EXTRACTED ENTRIES
PR #1208, opened 2023-01-10
fix: delete `svg-flatten`

samestep:
# Description

This PR effectively reverts #1026 to remove our dependency on [svg-flatten](https://npmjs.com/svg-flatten), which breaks a lot of things and is a blocker for #1173 and #1207.

Take a look at the walk-on-spheres examples; I changed them back to the original `Text` labels @keenancrane was using in #1019, with a few minor improvements (Unicode subscripts)

# Checklist

# Open questions

- We can add back `Equation` stroke in the future if we want; let's just do it in a way that doesn't pull in an ill-behaved dependency.


joshsunshine:
Registry diff looks good to me.

keenancrane:
This reversion made it possible to move forward with some system development, but was a step backward in terms of diagram quality (makes it hard to create legible math labels in many scenarios).

It also seems that it didn't actually help push #1207 forward, which is still not merged.  So, seems it's just a bundling issue, a la #1173.

Is there an alternative to `svg-flatten` that we can use to reinstate the functionality from #1026?  (Especially given the hard work from @cmumatt!)  Or some alternative way of including it so that it doesn't cause problems for bundling?  I don't really understand the issue here.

EXERCISE
Report every line of the preceding listing where the string "This" occurs.

SOLVED EXERCISE
This PR effectively reverts #1026 to remove our dependency on [svg-flatten](https://npmjs.com/svg-flatten), which breaks a lot of things and is a blocker for #1173 and #1207.
This reversion made it possible to move forward with some system development, but was a step backward in terms of diagram quality (makes it hard to create legible math labels in many scenarios).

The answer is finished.